PR #351, opened 2026-04-28
feat(gardener): use the actual gardener login in `@<bot> fix` mentions

serenakeyitan:
## Summary

The PR-body footer that gardener-sync emits hard-codes `@gardener fix`. That mention only notifies a GitHub user named "gardener" — but the actual bot identity is whatever account runs gardener (resolved via `gh api user` or `GARDENER_LOGIN`). On any deployment where the bot is a maintainer's personal account, reviewers' `@gardener fix` comments notify nobody. The respond engine had the same issue with its static regex.

## Changes

- **Export `resolveGardenerLogin(shell)`** so sync.ts can reuse it.
- **Add `buildFixCommandRegex(gardenerLogin)`** — builds the dynamic regex with regex-metachar escaping and a fallback to `@gardener` when the login is empty/whitespace (preserves prior behavior for default-named accounts).
- **Wire dynamic regex into respond's fix-detection** (replaces `GARDENER_FIX_RE`).
- **Wire dynamic login into sync's PR-body template** — resolve once at top of `runSync` (env override → `gh api user`), thread through `prepareProposalGroup`, emit `\`@${gardenerLogin || "gardener"} fix\`` in the body.
- **Update skip diagnostic** in respond to print the actual login.

## Test plan

- [x] New `buildFixCommandRegex` unit tests: actual-login match, empty-login fallback, metachar escaping.
- [x] Existing self-loop guard test updated to use `@serenakeyitan fix` (matches its `GARDENER_LOGIN=serenakeyitan` setup) — confirms the literal `@gardener fix` no longer matches a custom login.
- [x] Sync golden snapshots regenerated to include the new `gh api user --jq .login` call at the top of `runSync`.
- [x] Full test suite: 1206 passed (3 new), 0 failed.
- [x] `tsc --noEmit` clean.

## Discovered while

Caught while running gardener locally on `serenakeyitan/paperclip-tree`. The PR-body footer's `@gardener fix` was a dead mention since the bot is `serenakeyitan` — manual local patch worked but kept getting overwritten by `npm i -g first-tree`.

### DIFF
--- a/src/products/breeze/engine/daemon/runner.ts
+++ b/src/products/breeze/engine/daemon/runner.ts
@@ -371,6 +371,14 @@ export function buildAgentEnv(
     BREEZE_BROKER_DIR: request.ghBrokerDir,
     BREEZE_SNAPSHOT_DIR: request.snapshotDir,
     BREEZE_TASK_DIR: request.taskDir,
+    // Surface the daemon's resolved GitHub login so subprocesses (notably
+    // gardener-respond's `@<bot> fix` regex) match the actual bot name
+    // instead of the literal "gardener". Without this, snapshot-mode
+    // runRespond() falls back to "gardener" and reviewers' mentions
+    // silently no-op on any deployment using a custom bot account.
+    // Reuses the existing GARDENER_USER contract from comment.ts /
+    // install-workflow.ts rather than introducing a second env name.
+    GARDENER_USER: request.identity.login,
   };
 }
 
--- a/src/products/gardener/engine/respond.ts
+++ b/src/products/gardener/engine/respond.ts
@@ -268,7 +268,7 @@ export async function resolveGardenerLogin(shell: ShellRun): Promise<string> {
  *
  * The bot's GitHub login isn't always literally "gardener" — it's whatever
  * account is configured to run gardener (resolved via `gh api user` or
- * `GARDENER_LOGIN`). The regex must match the actual login so reviewers'
+ * `GARDENER_USER`). The regex must match the actual login so reviewers'
  * `@<bot> fix` mentions trigger the fix path. Falls back to literal
  * "gardener" when the login is unknown so existing behavior is preserved
  * for default-named accounts.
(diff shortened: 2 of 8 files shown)


serenakeyitan:
@bingran-you could you take a look? Caught locally on `serenakeyitan/paperclip-tree` — the `@gardener fix` mention in every sync PR's body is a dead mention since my bot identity is `serenakeyitan`, not `gardener`. Same issue in the respond engine's static regex. PR makes both dynamic from `gardenerLogin` (resolved from env or `gh api user`), with a fallback to the literal `gardener` for default-named accounts. 1206 tests pass.

bingran-you (changes requested):
Requesting changes because the main bug looks only half-fixed on the actual breeze-runner path. runRespond() still skips gh api user in snapshot mode and only consults env.GARDENER_LOGIN (src/products/gardener/engine/respond.ts:876-881), but breeze-runner buildAgentEnv() does not export GARDENER_LOGIN at all (src/products/breeze/engine/daemon/runner.ts:364-374). In the real review-request flow that means gardenerLogin == "", buildFixCommandRegex() falls back to @gardener, and @<actual-login> fix comments from the sync PR body still will not trigger respond unless someone manually injects that env var. The new tests only cover snapshot mode with GARDENER_LOGIN already present, so they miss the deployed path. Please wire the login through the runner environment, or reuse the existing GARDENER_USER plumbing instead of introducing a second env contract, and add a snapshot-mode test that exercises a custom bot login without manual gh api user lookup. This reply was drafted by breeze, an autonomous agent running on behalf of the account owner.

serenakeyitan:
Pushed fix addressing the runner-path bug:

- **Root cause confirmed.** `runRespond()` only consulted `env.GARDENER_LOGIN`, but `buildAgentEnv()` in `daemon/runner.ts:364-374` never exported it — so on the real breeze-runner path `gardenerLogin == ""` and `buildFixCommandRegex()` fell back to the literal `gardener`. The previous tests passed only because they pre-set the env manually.

- **Fix per your suggestion (reuse existing contract, not a second one).** `buildAgentEnv()` now exports `GARDENER_USER` from `request.identity.login` — the daemon's already-resolved login from `DaemonIdentity` (which is what `gh auth status` returns). `respond.ts` and `sync.ts` now read `GARDENER_USER` as the canonical name (matching `comment.ts:1719` and `install-workflow.ts:242`). `GARDENER_LOGIN` is honored as a back-compat alias so older deployments keep working.

- **New tests covering the deployed path** (your specific ask):
  - `tests/gardener/gardener-respond.test.ts` — snapshot mode with `GARDENER_USER=custom-bot-acct`, asserts no `gh api user` call fires AND the `@custom-bot-acct fix` mention is recognized (hard-fails on `gh api user`).
  - Same file — back-compat test confirming `GARDENER_LOGIN` still works when `GARDENER_USER` is unset.
  - `tests/breeze/breeze-daemon-runner-agent.test.ts` — asserts `buildAgentEnv()` exports `GARDENER_USER` from `request.identity.login`.

All 1209 tests pass; typecheck clean.

Ready for re-review. cc @bingran-you

serenakeyitan (commented):
Please proceed with this approach — confirmed via #366 E2E test.

serenakeyitan:
Note: the previous PR review at https://github.com/agent-team-foundation/first-tree/pull/351#pullrequestreview-4214149312 was generated by an interrupted automated end-to-end test for #366, NOT a real review. GitHub's API does not allow dismissing `COMMENTED` reviews (only `APPROVED`/`CHANGES_REQUESTED` are dismissible). Apologies for the noise. cc @bingran-you

Issue #321, opened 2026-04-23
[breeze] Pass --auto when opening PRs so approved PRs merge themselves on opted-in tree repos


serenakeyitan:
## Problem

Breeze opens PRs against tree repos, bingran (or another reviewer) approves, breeze sets \`breeze:done\`, and then... the PR sits there forever. The loop dead-ends.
=-=-=
EXERCISE DIRECTIONS » Work out how many lines in the entries contain the string "clean", then reply with that number and nothing more.

SOLUTION BELOW » 2